## [Assignment]
Filter this material down to the lines that contain the string "clearMemory", and return those lines.

## [Data supplied]
PR #5920, opened 2025-06-20
add automatic heap snapshots to help debug memory issues

rochdev:
### What does this PR do?

Add automatic heap snapshots to help debug memory issues.

### Motivation

Sometimes heap dumps are needed to debug memory issues. This can be annoying for users as they have to manually add code to generate the heap dumps, and sometimes they are not generated correctly (wrong interval, only one sample, without garbage collection, etc). This change adds the ability to generate heap snapshots directly from dd-trace by simply passing an environment variable, making the whole process a lot easier.

### Additional Notes

@BridgeAR I know you have been working on logic to write the heap snapshot manually so that we can also send it elsewhere, let me know if you want me to add it to this PR, otherwise I think it could be a future improvement.

I thought about using telemetry for this but I don't like the security implications of sending a full memory dump directly to us.


packages/dd-trace/src/heap_snapshots.js
```diff
@@ -0,0 +1,62 @@
...
+      const log = require('./log')
+      const folder = config.heapSnapshot.folder
+
+      try {
+        await scheduleSnapshot(config, 1)
+        log.debug('Wrote heap snapshots to %s.', folder)
+      } catch (e) {
+        log.error('Failed to write heap snapshots to %s.', folder, e)
+      }
+    }
```
watson: Nit: Personally, I like to reverse the if-statement and return instead of indenting everything in one large block, but feel free to ignore

```suggestion
    if (config.heapSnapshot.count === 0 || !globalThis.gc) return
    const log = require('./log')
    const folder = config.heapSnapshot.folder

    try {
      await scheduleSnapshot(config, 1)
      log.debug('Wrote heap snapshots to %s.', folder)
    } catch (e) {
      log.error('Failed to write heap snapshots to %s.', folder, e)
    }
```

packages/dd-trace/src/heap_snapshots.js
```diff
@@ -0,0 +1,62 @@
...
+  writeHeapSnapshot(getName(config.heapSnapshot.folder))
+  await scheduleSnapshot(config, total + 1)
+}
+
+async function clearMemory () {
+  const { setImmediate } = require('timers/promises')
+
+  globalThis.gc()
+  await setImmediate()
+  globalThis.gc() // Run full GC a second time for anything missed in first GC.
```
watson, line 23: If this is a know issue, I prefer if we reference a bug report/documentation/blog post specifying why this is required

packages/dd-trace/src/heap_snapshots.js
```diff
@@ -0,0 +1,62 @@
...
+    'Heap-%s%s%s-%s%s%s-%s-%s.heapsnapshot',
+    date.getFullYear(),
+    pad(date.getMonth()),
+    pad(date.getDate()),
+    pad(date.getHours()),
+    pad(date.getMinutes()),
+    pad(date.getSeconds()),
+    process.pid,
+    threadId
+  )
```
watson, line 42: Unfortunate that we have to replicate this from V8 just because we want to specify the folder. It would be nice if specifying a folder without having to specify the filename was supported by V8

packages/dd-trace/test/heap_snapshots.spec.js
```diff
@@ -0,0 +1,34 @@
+'use strict'
+
+require('./setup/tap')
+
+const { mkdtempSync, readdirSync } = require('fs')
+const { tmpdir } = require('os')
+const { join } = require('path')
+const { start } = require('../src/heap_snapshots')
+
+const folder = mkdtempSync(join(tmpdir(), 'dd-trace-heap-snapshot-'))
```
watson: Not that it matters, but I assume the trailing `-` was a mistake?

```suggestion
const folder = mkdtempSync(join(tmpdir(), 'dd-trace-heap-snapshot'))
```

packages/dd-trace/test/heap_snapshots.spec.js
```diff
@@ -0,0 +1,34 @@
...
+      heapSnapshot: {
+        count: 2,
+        folder,
+        interval: 1
+      }
+    })
+
+    clearInterval(interval)
+
+    const pattern = /^Heap-\d{8}-\d{6}-\d+-\d+\.heapsnapshot$/
```
watson: Not a big deal, but just a slight improvement to the validation now that you _are_ generating the filename manually (where `threadId` is imported at the top of the spec file). This would also catch cases where somehow files are reused between runs for some reason

```suggestion
    const pattern = new RegExp(`^Heap-\\d{8}-\\d{6}-${process.pid}-${threadId}\\.heapsnapshot$`)
```

packages/dd-trace/src/config.js
```diff
@@ -507,6 +507,9 @@ class Config {
     defaults['grpc.client.error.statuses'] = GRPC_CLIENT_ERROR_STATUSES
     defaults['grpc.server.error.statuses'] = GRPC_SERVER_ERROR_STATUSES
     defaults.headerTags = []
+    defaults['heapSnapshot.count'] = 0
```
BridgeAR, line 510: I would just use a hardcoded default, since changing the duration between each should be customization enough. I would therefore remove this option.

I would just use a default of e.g., 4-5 snapshots. Adding this as feature like that might however be tricky, since each instance would now create these. I would rather have this functionality being triggered by our remote configuration for a few dedicated services and only for one instance of these. Otherwise the customer would create lots of snapshots due to the potential amount of instances running.

packages/dd-trace/src/config.js
```diff
@@ -507,6 +507,9 @@ class Config {
...
+    defaults['heapSnapshot.folder'] = undefined
```
BridgeAR: I think naming it option is limiting the possibility to change the destination later to e.g., a url. Thus, I would use

```suggestion
    defaults['heapSnapshot.destination'] = undefined
```

As name

packages/dd-trace/src/heap_snapshots.js
BridgeAR: I do not know about a blog post but the GC is working async in background tasks. As such, calling something a full GC is tricky and calling it more than once helps.

packages/dd-trace/src/heap_snapshots.js
BridgeAR: That is actually the default

> If not specified, a file name with the pattern 'Heap-${yyyymmdd}-${hhmmss}-${pid}-${thread_id}.heapsnapshot'

https://nodejs.org/api/v8.html#v8writeheapsnapshotfilenameoptions

packages/dd-trace/src/heap_snapshots.js
```diff
@@ -0,0 +1,62 @@
...
+
+async function scheduleSnapshot (config, total) {
+  if (total > config.heapSnapshot.count) return
+
+  const { setTimeout } = require('timers/promises')
+  const { writeHeapSnapshot } = require('v8')
+
+  await setTimeout(config.heapSnapshot.interval * 1000, null, { ref: false })
+  await clearMemory()
+  writeHeapSnapshot(getName(config.heapSnapshot.folder))
```
BridgeAR: I would not write to the file system by default. A lot of applications won't be able to get that snapshot from their hdd easily.
As such, I would also allow to specify a URL instead to support them writing things to e.g., S3 with a token.

packages/dd-trace/src/heap_snapshots.js
```diff
@@ -0,0 +1,62 @@
+'use strict'
+
+async function scheduleSnapshot (config, total) {
+  if (total > config.heapSnapshot.count) return
+
+  const { setTimeout } = require('timers/promises')
+  const { writeHeapSnapshot } = require('v8')
```
BridgeAR: I would not call these in a method that is used in the recursion. Either place it at the top (which I think is fine. I would just only load the file if we indeed activate the feature instead of checking here if the feature is active) or lazy load it in the enablement code.

packages/dd-trace/src/heap_snapshots.js
```diff
@@ -0,0 +1,62 @@
...
+
+  await setTimeout(config.heapSnapshot.interval * 1000, null, { ref: false })
```
BridgeAR, line 13: I would wait a fixed time at the beginning and not use the regular timeout as starting point.

The fixed timeout should IMO be 5 minutes and just automatically adjust to earlier in case memory builds up faster.

packages/dd-trace/src/heap_snapshots.js
rochdev: Exactly, I know this from personal experience and because Node does it as well, but I'm not aware of any documentation about it.

packages/dd-trace/test/heap_snapshots.spec.js
rochdev: The trailing dash is needed so that the result is something like `dd-trace-heap-snapshot-e7a5e5` instead of `dd-trace-heap-snapshote7a5e5`.

packages/dd-trace/src/heap_snapshots.js
rochdev: We unfortunately can't as you have to specify the full path. This means we have to repeat the filename.

packages/dd-trace/src/config.js
rochdev: What would be the use case for sending a heap snapshot to an arbitrary URL?

packages/dd-trace/src/config.js
rochdev: > I would just use a hardcoded default, since changing the duration between each should be customization enough. I would therefore remove this option.

I think I tend to agree that this doesn't necessarily need to be configurable and it could always be added in the future if we need. We could instead have something like `heapSnapshot.enabled` and only send what we need (which is probably 2, I don't know why we're want any more than that if they're far apart enough).

> I would rather have this functionality being triggered by our remote configuration for a few dedicated services and only for one instance of these.

I don't know that remote config is the right place for this either. The best place in theory would be when requesting a tracer flare, but there are security implications with that given the whole memory is sent over, and also right now it applies to all services connected to the agent which is even worse than what you're describing. I see this pretty much equivalent to other flags like `DD_TRACE_DEBUG` which already exist as environment variables, so I think this is consistent even if not ideal, and it would allow us to get this much sooner.

packages/dd-trace/src/heap_snapshots.js
rochdev: > I would not write to the file system by default. A lot of applications won't be able to get that snapshot from their hdd easily.

Most application (in fact almost all of them in my experience) will be able to do this, so I think the gains from being able to quickly write a heap dump to a file is much higher than the potential problem of a write access issue.

> As such, I would also allow to specify a URL instead to support them writing things to e.g., S3 with a token.

This is a much more complicated solution that require a lot of setup from users. I prefer a simpler one-click solution even if it doesn't work in very rare edge cases. We can always expand to more complex options later on.

packages/dd-trace/src/heap_snapshots.js
rochdev: I thought about having a separate initial delay but I ended up not really seeing the value in that. What would be the benefit that you see and should it be configurable? (especially if the interval is configurable and could be less than 5 minutes)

## [Answer to the problem]
+async function clearMemory () {
+  await clearMemory()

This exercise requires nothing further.